When defining these roles, you must explicitly resource a Service Delivery or Operations function. This function is responsible for the day-to-day running of the application and is distinct from the teams managing the underlying infrastructure or the product backlog.
Standard lines of support
Cabinet Office incident management typically operates across 3 lines of support.
- 1st line (user support): Digital One Stop Shop. This is the single point of contact for staff. They resolve basic issues and route other tickets to the correct 2nd line team.
- 2nd line (technical support): Live Services / Service Teams. They receive escalations from 1st line and automated alerts. They triage incidents using the matrix and are responsible for resolving P1 and P2 incidents.
- 3rd line (product support): The specialist 3rd line teams. They receive complex P3 and P4 incidents from 2nd line that need developer work. These incidents are managed as part of the team’s backlog.
5. Incident management process
5.1. P1 and P2 incident process (high priority)
The Service Delivery (2nd line) team owns P1 and P2 incidents. A formal incident team manages them to ensure immediate resolution.
5.2. P3 and P4 incident process (low priority)
2nd line support triages P3 and P4 incidents and assigns them to the 3rd line product team. The product team manages them as backlog items.
6. P1 and P2 incident roles and activities
6.1. Roles in the P1 and P2 incident team
One person may perform multiple roles.
- Incident lead (technical lead): Manages the incident and coordinates the team. They analyse the incident, organise technical support, escalate to senior management if needed, and organise the post incident review. This is typically a Service Delivery role.

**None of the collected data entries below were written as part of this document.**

PR #57, opened 2018-03-28
Add check for existing addon

### LINKED ISSUE #56: Check if addon is already present in a lower repository
This issue is a suggestion.

I have seen many cases in which a user submits an addon to a repository (lets say Krypton) and the addon is already present in "lower" repositories (e.g. helix). In those cases the check-tool should produce a warning to inform the user of this fact since most of the time the user is either not aware of the presence of the addon in a lower repo, doesn't know recent versions still have access to those lower repos, the changes are so minimal that do not justify a full addon review or the changes are not version specific. 
Finding if the addon already exists in another repo is both a memory exercise or a manual checking step (time consuming) and preferably should be avoided.

mzfr:
Fix #56 
@Razzeee This contain some code similar to PR [51](https://github.com/xbmc/addon-check/pull/51).

Should I make this also usable via `.tests-config.json` ?

### DIFF
--- a/kodi_addon_checker/__main__.py
+++ b/kodi_addon_checker/__main__.py
@@ -10,8 +10,6 @@ from kodi_addon_checker.record import Record, PROBLEM, WARNING, INFORMATION
 from kodi_addon_checker.report import Report
 from kodi_addon_checker.reporter import ReportManager
 
-ROOT_URL = "http://mirrors.kodi.tv/addons/{branch}/addons.xml"
-
 
 def dir_type(dir_path):
     """ArgParse callable to validate positional add-on arguments
@@ -38,16 +36,14 @@ def check_artifact(artifact_path, args, branch_name):
     :param args: argparse object
     :return: report
     """
-    branch_url = ROOT_URL.format(branch=branch_name)
-    repo_addons = check_addon._get_addons(branch_url)
 
     artifact_path = os.path.abspath(artifact_path)
     config = Config(artifact_path, args)
     ConfigManager.process_config(config)
     if os.path.isfile(os.path.join(artifact_path, "addon.xml")):
-        return check_addon.start(artifact_path, repo_addons, config)
+        return check_addon.start(artifact_path, branch_name, config)
     else:
-        return check_repo(artifact_path, config, repo_addons)
+        return check_repo(artifact_path, branch_name, config)
 
 
 def main():
--- a/kodi_addon_checker/__main__.py
+++ b/kodi_addon_checker/__main__.py
@@ -10,6 +10,19 @@ from kodi_addon_checker.record import Record, PROBLEM, WARNING, INFORMATION
 from kodi_addon_checker.report import Report
 from kodi_addon_checker.reporter import ReportManager
 
+ROOT_URL = "http://mirrors.kodi.tv/addons/{branch}/addons.xml"
+
+
+def _all_repo_addons():
+    branches = ['gotham', 'helix', 'isengard', 'jarvis', 'krypton', 'leia']
+    repo_addons = {}
+
+    for branch in branches:
+        branch_url = ROOT_URL.format(branch=branch)
+        repo_addons[branch] = check_addon._get_addons(branch_url)
+
+    return repo_addons
+
 
 def dir_type(dir_path):
     """ArgParse callable to validate positional add-on arguments
@@ -36,14 +49,14 @@ def check_artifact(artifact_path, args, branch_name):
     :param args: argparse object
     :return: report
     """
-
+    all_repo_addons = _all_repo_addons()
     artifact_path = os.path.abspath(artifact_path)
     config = Config(artifact_path, args)
     ConfigManager.process_config(config)
     if os.path.isfile(os.path.join(artifact_path, "addon.xml")):
-        return check_addon.start(artifact_path, branch_name, config)
+        return check_addon.start(artifact_path, branch_name, all_repo_addons, config)
     else:
-        return check_repo(artifact_path, branch_name, config)
+        return check_repo(artifact_path, branch_name, all_repo_addons, config)
 
 
 def main():
--- a/kodi_addon_checker/__main__.py
+++ b/kodi_addon_checker/__main__.py
@@ -49,7 +49,10 @@ def check_artifact(artifact_path, args, branch_name):
     :param args: argparse object
     :return: report
     """
+    logger = logging.getLogger(__package__)
+    logger.info("Downloading all repo addon list")
     all_repo_addons = _all_repo_addons()
+    logger.info("Download completed")
     artifact_path = os.path.abspath(artifact_path)
     config = Config(artifact_path, args)
     ConfigManager.process_config(config)
--- a/kodi_addon_checker/__main__.py
+++ b/kodi_addon_checker/__main__.py
@@ -10,7 +10,7 @@ from kodi_addon_checker.record import Record, PROBLEM, WARNING, INFORMATION
 from kodi_addon_checker.report import Report
 from kodi_addon_checker.reporter import ReportManager
 
-ROOT_URL = "http://mirrors.kodi.tv/addons/{branch}/addons.xml"
+ROOT_URL = "http://mirrors.kodi.tv/addons/{branch}/addons.xml.gz"
 
 
 def _all_repo_addons():
--- a/kodi_addon_checker/check_addon.py
+++ b/kodi_addon_checker/check_addon.py
@@ -82,8 +82,8 @@ def start(addon_path, repo_addons, config=None):
 
             _check_for_invalid_xml_files(addon_report, file_index)
 
-            if config.is_enabled("check_for_existing_addon"):
-                check_for_existing_addon(addon_report, addon_path)
+            # if config.is_enabled("check_for_existing_addon"):
+            _check_for_existing_addon(addon_report, addon_path, repo_addons)
 
             _check_for_invalid_json_files(addon_report, file_index)
 
@@ -330,52 +330,6 @@ def _check_file_whitelist(report: Report, file_index, addon_path):
                                   relative_path(os.path.join(file["path"], file["name"]))))
 
 
-def get_repo_addons(branch):
-    branch_url = ROOT_URL.format(branch=branch)
-    content = requests.get(branch_url).content
-    tree = ET.fromstring(content)
-
-    return {
-        a.get("id"): (a.get("version"), bool(a.find("extension/broken")))
-        for a in tree.findall("addon")
-    }
-
-
-def get_addon_name(xml_path):
-    tree = ET.parse(xml_path).getroot()
-    return (tree.get("id"), tree.get("version"))
-
-
-def _check_for_existing_addon(error_counter, addon_xml):
-    addon_xml = os.path.join(addon_xml, "addon.xml")
-
-    branches = ['gotham', 'helix', 'isengard', 'jarvis', 'krypton', 'leia']
-
-    current_branch = os.environ.get("TRAVIS_BRANCH")
-
-    addon_name, addon_version = get_addon_name(addon_xml)
-
-    for branch in branches:
-
-        if branch >= current_branch:
-            break
-
-        else:
-            repo_addons = get_repo_addons(branch)
-
-            if addon_name not in repo_addons:
-                error_counter = _logWarning(error_counter, "This is a new addon")
-            else:
-                error_counter = _logWarning(error_counter, "%s addon already exist in %s branch with version %s."
-                                            % (addon_name, branch, repo_addons[addon_name][0]))
-                if repo_addons[addon_name][1] is False:
-                    error_counter = _logWarning(error_counter, "%s is broken" % addon_name)
-
-                break
-
-    return error_counter
-
-
 def relative_path(file_path):
     path_to_print = file_path[len(REL_PATH):]
     return ".{}".format(path_to_print)
@@ -404,6 +358,7 @@ def _check_complex_addon_entrypoint(report: Report, addon_path, max_entrypoint_l
 
 
 def number_of_lines(report: Report, filepath: str, library: str, max_entrypoint_line_count: int):
+
     with open(filepath, 'r') as file:
         data = file.read()
 
@@ -426,9 +381,7 @@ def number_of_lines(report: Report, filepath: str, library: str, max_entrypoint_
 
 
 def _get_addons(xml_url):
-    """
-        addon.xml for the target Kodi version
-    """
+    """addon.xml for the target Kodi version"""
     content = requests.get(xml_url).content
     tree = ET.fromstring(content)
 
@@ -453,6 +406,7 @@ def _get_users_dependencies(addon_path):
 
 
 def _check_dependencies(report: Report, addon_path, repo_addons):
+    """Check for any new dependencies in addon.xml file"""
     deps = _get_users_dependencies(addon_path)
     ignore = ['xbmc.json', 'xbmc.gui', 'xbmc.json',
               'xbmc.metadata', 'xbmc.python']
@@ -474,3 +428,23 @@ def _check_dependencies(report: Report, addon_path, repo_addons):
             elif LooseVersion(available_version) < LooseVersion(required_version) and (required_addon not in ignore):
                 report.add(Record(PROBLEM, "Version mismatch for addon %s. Required: %s, Available: %s "
                                   % (required_addon, required_version, available_version)))
+
+
+def get_addon_name(xml_path):
+    tree = ET.parse(xml_path).getroot()
+    return (tree.get("id"), tree.get("version"))
+
+
+def _check_for_existing_addon(report: Report, addon_xml, repo_addons):
+    """Check if addon submitted already exists or not"""
+    addon_xml = os.path.join(addon_xml, "addon.xml")
+    addon_name, addon_version = get_addon_name(addon_xml)
+
+    if addon_name not in repo_addons:
+        report.add(Record(WARNING, "This is a new addon"))
+    else:
+        report.add(Record(WARNING, "%s addon already exist with version %s."
+                          % (addon_name, repo_addons[addon_name][0])))
+
+        if repo_addons[addon_name][1] is False:
+            report.add(Record(WARNING, "%s is broken" % addon_name))
--- a/kodi_addon_checker/check_addon.py
+++ b/kodi_addon_checker/check_addon.py
@@ -82,6 +82,9 @@ def start(addon_path, repo_addons, config=None):
 
             _check_for_invalid_xml_files(addon_report, file_index)
 
+            if config.is_enabled("check_for_existing_addon"):
+                check_for_existing_addon(addon_report, addon_path)
+
             _check_for_invalid_json_files(addon_report, file_index)
 
             _check_artwork(addon_report, addon_path, addon_xml, file_index)
@@ -337,8 +340,7 @@ def check_for_existing_addon(error_counter, addon_xml):
 
     current_branch = os.environ.get("TRAVIS_BRANCH")
 
-    branches = ['dharma', 'eden', 'frodo', 'gotham', 'helix',
-                'isengard', 'jarvis', 'krypton', 'leia']
+    branches = ['gotham', 'helix', 'isengard', 'jarvis', 'krypton', 'leia']
 
     addon_name, addon_version = get_addon_name(addon_xml)
 
--- a/kodi_addon_checker/check_addon.py
+++ b/kodi_addon_checker/check_addon.py
@@ -15,7 +15,6 @@ from kodi_addon_checker.record import PROBLEM, Record, WARNING, INFORMATION
 from kodi_addon_checker.report import Report
 
 REL_PATH = ""
-ROOT_URL = "http://mirrors.kodi.tv/addons/{branch}/addons.xml"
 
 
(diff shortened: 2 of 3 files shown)


Razzeee:
Yes, our code should never directly access travis variables like `os.environ.get("TRAVIS_BRANCH")` does

check_addon.py
```diff
@@ -334,6 +338,48 @@ def _check_file_whitelist(error_counter, file_index, addon_path):
...
+    tree = ET.parse(xml_path).getroot()
+    return (tree.get("id"), tree.get("version"))
+
+
+def check_for_existing_addon(error_counter, addon_xml):
+    addon_xml = os.path.join(addon_xml, "addon.xml")
+
+    current_branch = os.environ.get("TRAVIS_BRANCH")
+
+    branches = ['dharma', 'eden', 'frodo', 'gotham', 'helix',
```
Rechi: don't check dharma, eden & frodo

Rechi:
Try to cache `addons.xml` files as much as possible.
With your current code a repo check will do `9 x number of addons` requests.

mzfr:
@Razzeee I have made it usable via .tests-config.json

Razzeee:
I would like another approach more, what your doing at the moment:
1. make sure nobody can run the test offline/without travis - so configure that test not to run

How about: 
2. Set a variable for `TRAVIS_BRANCH` in our config, pull it from there. That would solve the repo usecase. 

It might still be problematic for a dev to run, as he might not have the complete repo and the config file. So he would need to pass the target platform as param. Another approach might be to just extract that from the addon.xml. So we would check which kodi version is targeted there and just expect that to be the branch name. With that you could then do `os.environ.get("TRAVIS_BRANCH")`  see if it's not empty and check if it's equal to the one we got from the addon.xml

mzfr:
@Razzeee Currently we are using `os.environ.get("TRAVIS_BRANCH")` to get the branch name and version of the addon(submitted by developer). This ensures that we don't search for addons submitted to `helix` in any branch above it i.e `isengard` or `jarvis` etc.

If we want to do everything with config file then I think we should decide a good way(maybe syntax/format of it.) to use it as you said [here](https://github.com/xbmc/addon-check/pull/51#discussion_r176574710). 
yes if we are not going to have target in config file then you can run it by `TRAVIS_BRANCH=leia python3 check_repo <addon path>` to pass branch name via command line.

What I am able to understand from that last part is that we should get kodi version from addon.xml and then check whether we have got it right using or not(using `TRAVIS_BRANCH`) but isn't our current approach better then this I mean we are directly getting the branch name without having to do any checks for it. Am I missing something here ?

Also maybe we can depend on `TRAVIS_BRANCH` variable for what @Rechi said about caching the addon.xml. We can have a check that if current branch is different then the previous only then make a request for the addon.xml else use the old one. 
@Rechi what do you think about it ?

Razzeee:
Well what I'm trying to say is that I want this to also work locally on only one addon. And I don't think it's good design to have users set environment variables first or at all.

Razzeee:
1. I think the functionallity is fine, I just want it to be able to work without travis (locally for e.g.)
2. On the other hand, it might still be relevant information to know if an addon is available in a newer branch? @enen92

check_addon.py
```diff
@@ -334,6 +339,52 @@ def _check_file_whitelist(error_counter, file_index, addon_path):
...
+def _check_for_existing_addon(error_counter, addon_xml):
+    addon_xml = os.path.join(addon_xml, "addon.xml")
+
+    branches = ['gotham', 'helix', 'isengard', 'jarvis', 'krypton', 'leia']
+
+    current_branch = os.environ.get("TRAVIS_BRANCH")
+
+    addon_name, addon_version = get_addon_name(addon_xml)
+
+    for branch in branches:
```
Rechi: Actually you only have to check the previous version.
If it is present in any lower version it will be also present there.

check_addon.py
```diff
@@ -334,6 +339,52 @@ def _check_file_whitelist(error_counter, file_index, addon_path):
...
+
+        if branch >= current_branch:
+            break
+
+        else:
+            repo_addons = get_repo_addons(branch)
+
+            if addon_name not in repo_addons:
+                error_counter = _logWarning(error_counter, "This is a new addon")
```
Rechi: With the current for loop over all branches, this might be wrong and/or logged multiple times for the same addon.

mzfr: Yeah, right. Should I just remove this check then? If it doesn't already exist in any branch then the addon is new.

mzfr:
@Razzeee I have made the required changes. please review this.

kodi_addon_checker/check_addon.py
```diff
@@ -435,3 +389,23 @@ def _check_dependencies(report: Report, addon_path, repo_addons):
...
+
+def _check_for_existing_addon(report: Report, addon_xml, repo_addons):
+    """Check if addon submitted already exists or not"""
+    addon_xml = os.path.join(addon_xml, "addon.xml")
+    addon_name, addon_version = get_addon_name(addon_xml)
+
+    if addon_name not in repo_addons:
+        report.add(Record(WARNING, "This is a new addon"))
+    else:
+        report.add(Record(WARNING, "%s addon already exist with version %s."
```
mzfr: Notice here we are not printing the branch name that is because we get the repo addon directly from the __main__ file, that was done to cache the addon.xml file.

kodi_addon_checker/check_addon.py
```diff
@@ -14,6 +14,7 @@
 from kodi_addon_checker.report import Report
 
 REL_PATH = ""
+ROOT_URL = "http://mirrors.kodi.tv/addons/{branch}/addons.xml"
```
Rechi: unused

kodi_addon_checker/check_addon.py
Rechi: This shouldn't be a warning (only info), as it only checks if the addon is already in the repo which it is PRed to.

Rechi:
As always, at least `Resolved conflicts and removed duplicate code` commit has to be squashed.

kodi_addon_checker/check_addon.py
```diff
@@ -384,3 +392,23 @@ def _check_dependencies(report: Report, addon_path, repo_addons):
...
+
+
+def _check_for_existing_addon(report: Report, addon_xml, repo_addons, branch_name):
+    """Check if addon submitted already exists or not"""
+    addon_xml = os.path.join(addon_xml, "addon.xml")
+    addon_name, addon_version = get_addon_name(addon_xml)
+
+    if addon_name not in repo_addons:
+        report.add(Record(INFORMATION, "This is a new addon"))
+    else:
```
Razzeee: We need another case here if the addon is in repo_addon and has the same version there as it has in the local addon.xml. In that case you need to Record a PROBLEM as we can't accept addons that are not version bumped.

kodi_addon_checker/check_addon.py
```diff
@@ -384,3 +392,23 @@ def _check_dependencies(report: Report, addon_path, repo_addons):
...
+        report.add(Record(INFORMATION, "%s addon already exist in branch %s with version %s."
+                          % (addon_name, branch_name, repo_addons[addon_name][0])))
+
+        if repo_addons[addon_name][1] is False:
```
Razzeee: Can we write this in a better way? I would guess it's trying to get the broken flag, due to the code below, but it's not very obvious.

kodi_addon_checker/check_addon.py
```diff
@@ -384,3 +392,23 @@ def _check_dependencies(report: Report, addon_path, repo_addons):
...
+            report.add(Record(WARNING, "%s is broken" % addon_name))
```
Razzeee: Make it `"%s has previously been marked as broken."`

kodi_addon_checker/check_addon.py
```diff
@@ -79,6 +83,9 @@ def start(addon_path, repo_addons, config=None):
 
             _check_for_invalid_xml_files(addon_report, file_index)
 
+            if config.is_enabled("check_for_existing_addon"):
```
Razzeee: I think we should be able to drop this check. As we would try to get that config file down to zero. Having both a config file and command line parameters might be very confusing in the long run.

kodi_addon_checker/check_addon.py
```diff
@@ -399,16 +398,29 @@ def get_addon_name(xml_path):
...
-    if addon_name not in repo_addons:
-        report.add(Record(INFORMATION, "This is a new addon"))
-    else:
-        report.add(Record(INFORMATION, "%s addon already exist in branch %s with version %s."
-                          % (addon_name, branch_name, repo_addons[addon_name][0])))
+    branches = ['gotham', 'helix', 'isengard', 'jarvis', 'krypton', 'leia']
+
+    for branch in branches:
+
+        if branch >= addon_branch:
```
Razzeee: I don't think we need this. We always want to see the else branch. Even if I commit a addon to a highter branch it's useful to know that we once had an ddon with the same name. Or we are clashing with aversion present in an old branch.

mzfr: I have fixed this.

kodi_addon_checker/check_addon.py
```diff
@@ -384,3 +391,33 @@ def _check_dependencies(report: Report, addon_path, repo_addons):
...
+        branch_url = ROOT_URL.format(branch=branch)
+        repo_addons = _get_addons(branch_url)
+
+        if addon_name in repo_addons:
+            if LooseVersion(addon_version) == LooseVersion(repo_addons[addon_name]):
+                report.add(Record(PROBLEM, "%s addon already exist with current version in lower branch"
+                                  % addon_name))
+
+            else:
+                report.add(Record(INFORMATION, "%s addon also exists in %s branch but with lower version"
```
Rechi: as you compare for equality in the if statement the addon repo version could be higher too

kodi_addon_checker/check_addon.py
```diff
@@ -384,3 +391,33 @@ def _check_dependencies(report: Report, addon_path, repo_addons):
...
+    """Check if addon submitted already exists or not"""
+    addon_xml = os.path.join(addon_path, "addon.xml")
+    addon_name, addon_version = get_addon_name(addon_xml)
+
+    branches = ['gotham', 'helix', 'isengard', 'jarvis', 'krypton', 'leia']
+
+    for branch in branches:
+
+        branch_url = ROOT_URL.format(branch=branch)
+        repo_addons = _get_addons(branch_url)
```
Rechi: Now you have reintroduced the code which does 6 request for each addon in a repo. I don't care about the 6 request, but about downloading those files multiple times.

kodi_addon_checker/check_addon.py
```diff
@@ -384,3 +391,33 @@ def _check_dependencies(report: Report, addon_path, repo_addons):
...
+            if LooseVersion(addon_version) == LooseVersion(repo_addons[addon_name]):
+                report.add(Record(PROBLEM, "%s addon already exist with current version in lower branch"
+                                  % addon_name))
+
+            else:
+                report.add(Record(INFORMATION, "%s addon also exists in %s branch but with lower version"
+                                  % (addon_name, branch)))
+                break
+        else:
+            report.add(Record(INFORMATION, "This is a new addon"))
```
Rechi: This will report multiple times and may be even report a wrong state.
E.g addon not in gotham and helix, but in isengard -> 2 times `This is a new addon` and then addon exists already

kodi_addon_checker/check_addon.py
mzfr: oh instead of having `==` I should have `<=` so if the repo_version will be higher or equal then it will give `addon already exist with current version in lower branch` right ?

kodi_addon_checker/check_addon.py
mzfr: you mean when we will run this on whole repo right ?

mzfr: you mean for whole repo check ?

kodi_addon_checker/check_addon.py
mzfr: yes thanks for pointing that out.

kodi_addon_checker/check_addon.py
Rechi: Yes for a whole repo check you this will download the same 6 files as many times as the repo has addons.
Notice: In most cases not exactly 6 x addons as the for loop has a break

kodi_addon_checker/check_addon.py
mzfr: yes thanks for pointing that out.

solution I can think off right now is to have a counter, initializing it with 6 i.e `branch_count=6` and instead of putting `       report.add(Record(INFORMATION, "This is a new addon"))` in else we can do `branch_count-1` and then check whether `branch_count==0` or not, outside the loop.

Rechi: simpler solution: move the report after the for loop, replace break with return

kodi_addon_checker/check_addon.py
mzfr: ok so maybe we can add a new function that make total of 6 reqeuests and will return a dictionary. That will have branch name as `key` and for `value` we will have another dictionary that will have respective repo_addons 
so it would look like:

```
{gotham:{<all the addon list in gotham>},'helix':{<all the addon list in helix>}}
```
Then we can use that dictionary again and again without having to make more than 6 requests

mzfr:
@Rechi I have put a new function `_all_repo_addons` that will solve the issue. Now we make exact 6 requests to get all the repo_addon list.

please review this.

kodi_addon_checker/check_addon.py
```diff
@@ -384,3 +389,31 @@ def _check_dependencies(report: Report, addon_path, repo_addons):
...
+
+
+def _check_for_existing_addon(report: Report, addon_path, all_repo_addons):
+    """Check if addon submitted already exists or not"""
+    addon_xml = os.path.join(addon_path, "addon.xml")
+    addon_name, addon_version = get_addon_name(addon_xml)
+
+    branches = ['gotham', 'helix', 'isengard', 'jarvis', 'krypton', 'leia']
+
+    for branch in branches:
```
Rechi: `for branch in branches`

kodi_addon_checker/check_addon.py
```diff
@@ -384,3 +389,31 @@ def _check_dependencies(report: Report, addon_path, repo_addons):
...
+        repo_addons = all_repo_addons[branch]
+
+        if addon_name in repo_addons:
+            if LooseVersion(addon_version) <= LooseVersion(repo_addons[addon_name]):
+                report.add(Record(PROBLEM, "%s addon already exist with current version in lower branch"
```
Rechi: I would change 'exist with **current version** in **lower branch**' to something mentioning the version and the branch

kodi_addon_checker/check_addon.py
```diff
@@ -384,3 +389,31 @@ def _check_dependencies(report: Report, addon_path, repo_addons):
...
+                                  % addon_name))
+                return
+            else:
+                report.add(Record(INFORMATION, "%s addon also exists in %s branch but with lower version"
```
Rechi: mention the version

kodi_addon_checker/check_addon.py
mzfr: sorry I don't understand this ?

Rechi: sorry wrong variable
`for branch in all_repo_addons:` and get rid of the now unused variable branches
defining branches 2 times is error prone

mzfr: ok but then for that I'll have to reverse the order of branches in the `branches` list so that gotham is the first branch and leia is the last one because then if krypton will be the last one added to the dictionary then we'll have different output

if `for branch in branches:` then
```python
INFO: Checking add-on plugin.video.twitch
INFO: Created by A Talented Community
INFO: Addon id matches folder name
**INFO: plugin.video.twitch addon also exists in  gotham branch but with version: 1.4.1**
INFO: Image icon exists
INFO: icon dimensions are fine 512x512
INFO: Image fanart exists
INFO: fanart dimensions are fine 3840x2160
WARN: Complex entry point. Check: resources/lib/routes.py | Counted lines: 1286 | Lines allowed: 80
WARN: Complex entry point. Check: resources/lib/service.py | Counted lines: 155 | Lines allowed: 80
WARN: We found no problems and 2 warnings, please check the logfile.
```
--------------------------------------------------------------------------
if `for branch in all_repo_addons:` then
```python
INFO: Checking add-on plugin.video.twitch
INFO: Created by A Talented Community
INFO: Addon id matches folder name
**ERROR: plugin.video.twitch addon already exist with version: 2.2.2 in krypton branch**
INFO: Image icon exists
INFO: icon dimensions are fine 512x512
INFO: Image fanart exists
INFO: fanart dimensions are fine 3840x2160
WARN: Complex entry point. Check: resources/lib/routes.py | Counted lines: 1286 | Lines allowed: 80
WARN: Complex entry point. Check: resources/lib/service.py | Counted lines: 155 | Lines allowed: 80
ERROR: We found 1 problems and 2 warnings, please check the logfile.
```
Notice the difference in the `Error` and `Info` message

mzfr:
@Razzeee I have made the changes suggested by @Rechi

kodi_addon_checker/check_addon.py
```diff
@@ -384,3 +389,29 @@ def _check_dependencies(report: Report, addon_path, repo_addons):
             if LooseVersion(available_version) < LooseVersion(required_version) and (required_addon not in ignore):
                 report.add(Record(PROBLEM, "Version mismatch for addon %s. Required: %s, Available: %s "
                                   % (required_addon, required_version, available_version)))
+
+
+def get_addon_name(xml_path):
```
Razzeee: This is private, so please prefix it accordingly with `_`

kodi_addon_checker/__main__.py
```diff
@@ -11,6 +11,17 @@
 ROOT_URL = "http://mirrors.kodi.tv/addons/{branch}/addons.xml"
 
 
+def _all_repo_addons():
+    branches = ['gotham', 'helix', 'isengard', 'jarvis', 'krypton', 'leia']
+    repo_addons = {}
+
+    for branch in branches:
+        branch_url = ROOT_URL.format(branch=branch)
+        repo_addons[branch] = check_addon._get_addons(branch_url)
```
Razzeee: Please add some logging here and portentially in _get_addons. Locally it seems to get stuck on downloading or well take forever. Might be my connection. But logging something might not hurt. 
Do normal logs, not our report stuff :)

Razzeee: Or well don't do that as it will likely show up in the travis log too and mess up our reports.
Kinda complicated to have both.

Rechi: maybe load the addons.xml.gz version, it is much smaller

mzfr: Then we'll have to unzip it right ?

mzfr: yes we can do that. we'll have to add something like this:
```python
  import gzip
  with gzip.open('file.tar.gz', 'rb') as f:
  file_content = f.read()
```
Then add the `file_content` to the dictionary.
Should I do it ?

Razzeee: Absolutely should be an awesome improvement. I'm far more concerned for a file transfer to break then a local zip operation not working :)

mzfr:
@Razzeee I have made the changes. 
I have changed `get_addon_name` to `_get_addon_name` in first commit and second commit have all the other changes

Razzeee:
Did you runtime test and time it? Can you post the timings?

mzfr:
yes I did.
here are the times:
```
24.647593220001
21.481202986000426
18.47452666100071
21.899181321998185
```

Razzeee:
Will try to test this tonight. Kinda disappointed by those timings, hoped for a bigger improvement.

mzfr:
sure !! and let me know if any changes are required :grin:

Razzeee:
Can we timeout and retry on the requests please? If that doesn't help please abort and report an error.

mzfr:
@Razzeee I have made the changes

kodi_addon_checker/check_addon.py
```diff
@@ -8,13 +8,17 @@
...
+from io import BytesIO
+
 from PIL import Image
 
 from kodi_addon_checker.common import has_transparency
 from kodi_addon_checker.record import PROBLEM, Record, WARNING, INFORMATION
 from kodi_addon_checker.report import Report
 
 REL_PATH = ""
+logger = logging.getLogger(__name__)
```
Razzeee: Uppercase this to make clear it's a global

kodi_addon_checker/check_addon.py
```diff
@@ -424,3 +440,29 @@ def _check_dependencies(report: Report, addon_path, repo_addons):
...
+    for branch in sorted(all_repo_addons):
+        repo_addons = all_repo_addons[branch]
+
+        if addon_name in repo_addons:
+            if LooseVersion(addon_version) <= LooseVersion(repo_addons[addon_name]):
+                report.add(Record(PROBLEM, "%s addon already exist with version: %s in %s branch"
+                                  % (addon_name, repo_addons[addon_name], branch)))
+                return
+            else:
+                report.add(Record(INFORMATION, "%s addon also exists in %s branch but with version: %s"
```
Razzeee: Not sure if this is good or just confusing, we might want to remove this later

- Comms lead: Coordinates with the incident lead to keep stakeholders informed. They update status pages and send communications.
- Technical support (service team): Performs detailed analysis, diagnosis, and resolution. They engage 3rd line specialists if needed.
- Documenter: Records all actions, decisions, and communications in the incident report with a clear timeline.
6.2. P1 and P2 incident activities
1. Create incident report and ticket An incident is logged by a 2nd line team member (from an alert) or escalated from 1st line. They must create an Incident Report and log a ticket in OneStop Shop. The Incident report template can be found here
2. Prioritise the incident Service Delivery must use the impact and urgency matrix (see section 2) to assign a priority (P1 to P4).
3. Notify the incident lead Service Delivery notifies the on-call incident lead for the affected service. On smaller teams, the Service Delivery engineer may act as the incident lead.
4. Assemble the incident team The incident lead assembles the team (comms, technical support, documenter).
5. Investigate the incident The incident lead performs the initial analysis. Technical support carries out a detailed investigation to find the cause, workarounds, and resolution options.
6. Document all actions The documenter must keep a time-stamped log of all actions, discussions, and decisions in the incident report. This is essential for the post-incident review.
7. Communicate updates The comms lead must provide regular updates as defined in the priority table (see section 3). You must:
- send all-staff communications via email (if the incident affects the whole department)
- notify specific stakeholders
8. Resolve the incident The incident is resolved when the incident lead agrees the service is restored. The incident lead updates the ticket with the root cause (if known) and details of the fix.
9. Close the incident (post incident review) All P1 and P2 incidents must have a post incident review (PIR). You must use the review’s output to complete the incident report and track actions to prevent the incident from happening again.